San José, Costa Rica, since 1956

Trade balance increases, despite export growth

Trade scales are tipping heavily toward imports, as Costa Rica’s deficit increased almost 95 percent from the end of May 2007 to the same period this year, moving from $1.2 billion to $2.3 billion, according to the Central Bank.

The imbalance comes even as exports have increased so far this year by 7.8 percent, close to $300 million, according to a Foreign Trade Ministry report. Costa Rica has exported roughly $4.2 billion worth of goods by the end of May.

Rising oil prices place the greatest burden on the country’s balance of trade. In May 2007, Costa Rica imported some $448.5 million of fuel, while its bill for the same products last month totaled $843.1 million – an 88 percent increase.

The ministry’s latest report also shows the textile industry taking a hit over the past year, with sales registering a 21 percent drop.

Meanwhile, agriculture and fishing sectors saw a 9.5 percent and 10 percent gain. Several goods outperformed the rest, with the sale of fish increasing by 32 percent. Coffee and pineapple exports increased by 23 percent each.

Palm oil exports jumped 60 percent over the same period last year.

Typically strong, banana and melon exports sunk 3 percent and 18 percent from this time last year.

On the manufacturing front, the sale of medical implants increased by $89 million, a major impetus for the sector’s 6.7 percent growth.
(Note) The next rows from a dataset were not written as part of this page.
PR #686, opened 2021-02-06
Add a segment number option to xmlcreate.py

louist103:
I dont know how much help this will be but the option is there now.


fig02 (approved):

Roman971:
I could be wrong but I thought this script worked off the object in init vars, which has to be number 6 since that's what the actor engine expects. So I feel like this would never get a use?
At least I think the script should default to number 6 so it doesn't require an extra argument for most if not all cases.

petrie911:
I think I mentioned it, but the script only really works if all segment addresses are part of a single object in segment 6, which is also the object in actor init vars. Any other arrangement makes the parsing too hard. This seemed to encompass the majority of actors so it worked out. It's possible I should write a script to parse an existing xml file and replace all segment addresses with the offsets from that file (so _keep objects can be used with it), but I'm not sure if I'll find the time.

fig02:
based on the above conversation i think this change is probably not worth it, or can at least be done in a different way. gonna close for now

PR #689, opened 2021-02-08
En_Clear_Tag OK and documented

Kenix3:


Zelllll (changes requested):
I left quite a few comments and suggestions, let me know if you have any questions.

include/z64.h
```diff
@@ -909,7 +909,7 @@ typedef struct GlobalContext {
     /* 0x11E04 */ s16* setupExitList;
     /* 0x11E08 */ Path* setupPathList;
     /* 0x11E0C */ ElfMessage* cUpElfMsgs;
-    /* 0x11E10 */ char unk_11E10[0x4];
+    /* 0x11E10 */ void* bossEffects;
```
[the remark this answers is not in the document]
fig02: they can point to various effect structs depending on the actor, so void is fine

though, not sure if we want to name this after bosses. that is the main use, but this pr is an example of something using it thats not a boss. something like `customEffects` or `actorEffects` or something is prob more appropriate

src/overlays/actors/ovl_En_Clear_Tag/z_en_clear_tag.h
```diff
@@ -8,9 +8,82 @@ struct EnClearTag;
...
-    /* 0x014C */ char unk_14C[0xB8];
+    /* 0x014C */ u8 shouldExplode;
+    /* 0x014D */ u8 drawMode;
+    /* 0x014E */ u8 state;
+    /* 0x0150 */ s16 work[3];
+    /* 0x0158 */ Vec3f targetPosition;
+    /* 0x0164 */ Vec3f targetDirection;
+    /* 0x0170 */ Vec3f acceleration;
+    /* 0x017C */ u8 timer;
+    /* 0x017D */ u8 shouldShootLaser;
```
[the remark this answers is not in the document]
Kenix3: I think the name I have is more descriptive.

src/overlays/actors/ovl_En_Clear_Tag/z_en_clear_tag.h
```diff
@@ -8,9 +8,82 @@ struct EnClearTag;
...
+    /* 0x0184 */ s16 crashingTimer;
+    /* 0x0186 */ s16 deathTimer;
+    /* 0x0188 */ Vec3f floorTangent;
+    /* 0x0194 */ ColliderCylinder collider;
+    /* 0x01E0 */ u8 demoMode;
+    /* 0x01E2 */ s16 cameraNumber;
+    /* 0x01E4 */ Vec3f demoCameraAt;
+    /* 0x01F0 */ Vec3f demoCameraEye;
+    /* 0x01FC */ s16 cutsceneTimer;
+    /* 0x01FE */ UNK_TYPE1 unk_1FE[0x06];
```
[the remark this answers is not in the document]
Kenix3: It needs to be there or else the struct size doesn't match. Padding out put the full struct size at 0x200. There is probably 2 bytes of padding an unused var.

src/overlays/actors/ovl_En_Clear_Tag/z_en_clear_tag.c
```diff
@@ -22,9 +33,17 @@ const ActorInit En_Clear_Tag_InitVars = {
     (ActorFunc)EnClearTag_Draw,
 };
 
-static ColliderCylinderInit D_809D5C6C = {
+static u8 isParticlesInitialized = 0;
+
+static Vec3f zeroVector = {
+    0.0f,
+    0.0f,
+    0.0f,
```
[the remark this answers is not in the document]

Trade with the United States has decreased only slightly over the past year, despite that country’s ailing economy. Exports to the North American giant dipped by 0.1 percent, or $2 million.

“This behavior makes it clear, once more, the urgency for the exporting sector for our country to complete the implementation process of the (Central American Free-Trade Agreement with the United States),” said Foreign Trade Minister Marco Vinicio Ruiz.